For 15 years, Marie-Catherine Delacroix was in charge of the Cinéam Association, which collects, maintains and shows amateur films from the Essonne Department in Ile-de-France. Today she is sharing with us the incredible story of the very first film in these audio-visual archives.
The story begins with the discovery of a collection of films abandoned in a bike shed, at the bottom of a friend’s garden. That was 19 years ago. I was just about to set up Cinéam, with no experience of audio-visual archives or documentation. My mother was an antiques dealer, so I was familiar with the joy of discovering treasures in cellars and attics. So this would do very nicely! Cinéam was born.
Let us get back to the discovery of the large trunk! Inside were thirty two 9.5mm and 16mm films shot by Georges Moreau between 1923 and 1964; all the films were dated and had typed titles. We took them into our care and show them regularly at screenings organised by the association: the public loves them.

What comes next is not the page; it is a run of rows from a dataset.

PR #1186, opened 2024-01-30
Remove Rust doc TODO

### LINKED ISSUE #1160: Link locally generated Rust docs into sphinx structure?
This goes back several years, to PR #300 -- https://github.com/opendp/opendp/blame/008b0e20356f49ff358eb58c69f9aff2a512b788/docs/Makefile#L32

> ```
> 	# TODO: Figure out how to link locally generated Rust docs into sphinx structure.
> ```

Does it still make sense to try to have the rust documentation inside the sphinx directory? Or are we happy linking to docs.rs? Possible advantages of rust docs inside the sphinx output directory:
- Relative links in and out of rust docs.
- Link checking against all docs.
- Possibly, text search across all docs.

Might get a better sense of whether this is a good or bad idea if I actually try to implement it... but feel free to comment.

mccalluc:
- Fix #1160 (though, at the end of that comment thread I don't have the sense that we're 100% confident about this.)

### DIFF
--- a/docs/Makefile
+++ b/docs/Makefile
@@ -33,6 +33,7 @@ html:
 	@echo
 	@echo "Build finished. The HTML pages are in $(BUILDDIR)/html."
 
+# In contrast to https://docs.rs/opendp, this will document all functions, including private functions.
 html-rustdoc:
 	cd ../rust && cargo rustdoc --features untrusted,derive -- --html-in-header katex.html --document-private-items
 
--- a/docs/Makefile
+++ b/docs/Makefile
@@ -29,8 +29,6 @@ clean:
 html:
 	@set -e
 	$(SPHINXAPIDOC) -f -F -e -H "OpenDP" -A "The OpenDP Project" -V $(VERSION) -o source/api/python ../python/src/opendp --templatedir source/_templates
-	# TODO: Figure out how to link locally generated Rust docs into sphinx structure.
-	# 	cd ../rust && $(CARGO) doc --no-deps --target-dir ../docs/source/api/rust
 	$(SPHINXBUILD) $(SPHINXOPTS) -D version=$(VERSION) -D 'html_sidebars.**'=sidebar-nav-bs.html source $(BUILDDIR)/html
 	@echo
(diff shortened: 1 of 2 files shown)


docs/Makefile
```diff
@@ -29,12 +29,11 @@ clean:
 html:
 	@set -e
 	$(SPHINXAPIDOC) -f -F -e -H "OpenDP" -A "The OpenDP Project" -V $(VERSION) -o source/api/python ../python/src/opendp --templatedir source/_templates
-	# TODO: Figure out how to link locally generated Rust docs into sphinx structure.
-	# 	cd ../rust && $(CARGO) doc --no-deps --target-dir ../docs/source/api/rust
 	$(SPHINXBUILD) $(SPHINXOPTS) -D version=$(VERSION) -D 'html_sidebars.**'=sidebar-nav-bs.html source $(BUILDDIR)/html
 	@echo
 	@echo "Build finished. The HTML pages are in $(BUILDDIR)/html."
 
+# In contrast to https://docs.rs/opendp, this will document all functions, including private functions.
```
Shoeboxam, line 36: docs.rs does document private items because of this:
https://github.com/opendp/opendp/blob/main/rust/Cargo.toml#L81-L89

Shoeboxam (changes requested):

docs/Makefile
mccalluc: Thanks -- Maybe I was trying to find the corresponding docs for a function that is in `main` but hasn't been released yet? Anyway, less confused now. Will change.

mccalluc:
@Shoeboxam -- I think these lines in `conf.py` are referring to the same idea of building the rust docs along with the rest of sphinx docs, so they can also be deleted?

Short of parsing the TOML, there's not an option that runs `rustdoc` with the values specified in `rustdoc-args`? If there were, we could have a little bit less redundancy, but I don't think it's worth worrying about.

Shoeboxam (approved):
Yeah I don't see a way to de-dupe either, unless we start parsing the toml, but now it's only in the suggested tasks. Thanks for cleaning these up!

PR #1187, opened 2024-01-30
Fix namespace pollution

### LINKED ISSUE #1163: `from opendp.context import *` pollutes prelude
The prelude.py should only import explicit names, since it makes it possible to access certain constructors directly from `dp`.

mccalluc:
- Fix #1163

The issue suggests explicit imports. I implemented that, and then had second thoughts, and added `__all__` to `context.py` instead. Either would work, but this way:
- If functions are added or removed from `context.py`, the corresponding change is in the same file, rather than in `prelude.py`
- This is consistent with the way the auto-generated files work.

This does leave `core` as an outlier: `prelude` only imports `new_function`, `new_user_queryable`, but `__all__` lists 30 items.


Shoeboxam (approved):
Changes to core will require changes in the codegen, which we could consider in another PR.

PR #1210, opened 2024-02-06
fix R docs download path in CI

Shoeboxam:
Closes #1209

PR #1213, opened 2024-02-07
Change "R" to "r" in paths

### LINKED ISSUE #1211: Rename `R` directory to `r`
Lower case is consistent with other directories, and with paths in the docs. (See #1210.)

MacOS Filesystem doesn't actually see `R` and `r` as different names, so it might need to be a two step process.

mccalluc:
- Fix #1211

I'm not 100% sure this is the right direction: We can be consistent with our other directory names, or we can be consistent with R conventions.

The prompt for this is https://github.com/opendp/opendp/pull/1210/files:
```
          path: en/stable/api/r
```
I was worried about having different capitalizations in different paths.

Consider this an experiment: After seeing the changes involved, closing this and the related issue would be fine... Or maybe it is the best course?


mccalluc:
So I think the first `R` in the path is something we could change, but I think the second `R` is more conventional. I think this was a useful experiment, but I don't think it needs to go forward. Closing PR and issue.

Issue #1069, opened 2023-12-05
Make decisions about flake8 ignores


mccalluc:
With this PR merged
- #1021

we have a number of flake8 checks in place... but there are a number we are still ignoring. I'd suggest making a few separate PRs.

- Before starting a PR for whitespace, make sure enforcing the style rule has buy-in from the team. -- It's fine to say we don't care about a particular formatting issue.
- There are also checks that could help us avoid bugs: These may be higher priority, but may also be harder to fix. (`E722: do not use bare 'except'`, `E741: ambiguous variable name`, `F405: '...' may be undefined, or defined from star imports`, `F821: undefined name '...'`)

mccalluc:
Update: We're down to
```
extend-ignore =
    # E261: at least two spaces before inline comment
    E261,
    # E306: expected 1 blank line before a nested definition, found ...
    E306,
    # E501: line too long (... > 79 characters)
    E501,
    # F821: undefined name '...'
    F821,
    # W291: trailing whitespace
    W291,
    # W293: blank line contains whitespace
    W293,
```
I'll look at the undefined named... might be tricky because of pseudocode.

For the rest, I don't feel strongly -- If you'd ask for a fix in code review, let's automate, but I'm fine ignoring some formatting quirks.

PR #1217, opened 2024-02-07
fix unneeded f-strings; stricter linting

mccalluc:
- towards #1069

Not critical, but it's something that could come up in a code review and could be automated.


Shoeboxam (dismissed):
More automation, fewer ignores!

Shoeboxam (approved):

PR #1226, opened 2024-02-08
remove reference to poly

### LINKED ISSUE #1225: Rust build warning: unused import: `poly::*`
I'm up to date on main, ran `rustup` and then `cargo build --features untrusted,bindings`: got one warning:

```
warning: unused import: `poly::*`
  --> src/domains/mod.rs:30:9
   |
30 | pub use poly::*;
   |         ^^^^^^^
   |
   = note: `#[warn(unused_imports)]` on by default

warning: `opendp` (lib) generated 1 warning (run `cargo fix --lib -p opendp` to apply 1 suggestion)
```

I'll make a PR with the suggestion.

mccalluc:
- Fix #1225

Did a build from scratch with this change and there are no warnings.

### DIFF
--- a/rust/src/domains/mod.rs
+++ b/rust/src/domains/mod.rs
@@ -26,8 +26,6 @@ use std::fmt::{Debug, Formatter};
 
 #[cfg(feature = "contrib")]
 mod poly;
-#[cfg(feature = "contrib")]
-pub use poly::*;
 
 /// # Proof Definition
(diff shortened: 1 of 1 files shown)


Shoeboxam (approved):
I think this module used to have real exports, but now that it is only impls the pub use became empty? Or maybe a newer Rust compiler added a warning?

Over the years, Cinéam has continued to pursue its missions and keeps growing. Laurence Bazin took over the management of the association and last winter during a screening at the cinema in Palaiseau, Alain Esmery, who had been invited as an expert in amateur cinema, asked a bewildering question while watching “Georges’ Marriage, 25 January 1923″. How could this film, shot on 9.5mm, be dated at the start of 1923 if the Pathé-Baby camera was marketed from July 1923?
Here was a real enigma! An investigation was launched. Laurence met with Anne Gourdet-Marès of the Jérôme Seydoux-Pathé Foundation, who, to his great surprise, was familiar with Georges Moreau, the young groom in the film! As a 9.5mm format enthusiast, she had read the accounts of his experiences in the research papers of the Pathé factories, and remembered very well an article that appeared in an industry newsletter in 1967. Here, engineer Louis Didiée gives a “brief history of the Pathé-Baby”:
[…] One day a camera arrived that took 9.5mm film. It was the prototype or rather one of the prototypes. So test filming commenced at the factory, […] In January, the first film was shot outside. This was the marriage of our colleague Georges Moreau in Charenton. G. Zelger turned the handle himself, arguing that he had a very steady hand that could turn two revolutions per second (to the tune of Sambre et Meuse, a French military marching song). It was also a question of getting the aperture right. A small photometer at the time referred to as an “actinometer”, which we had built and tested at length, enabled us to get the right exposure. It goes without saying that this film was developed by us with the greatest care. When the first negatives appeared – at the time we developed under red light – G. Zelger let out a cry of joy. We just had to successfully invert them. Everything went well, including the drying (along a wire in the laboratory) and we were able to project the film, which, a few days later, was shown to managers, to justify the fine tuning of the process, and to those appearing in the film to their greatest satisfaction. […]
The mystery was solved and we discovered that Cinéam held the oldest 9.5mm film in the world!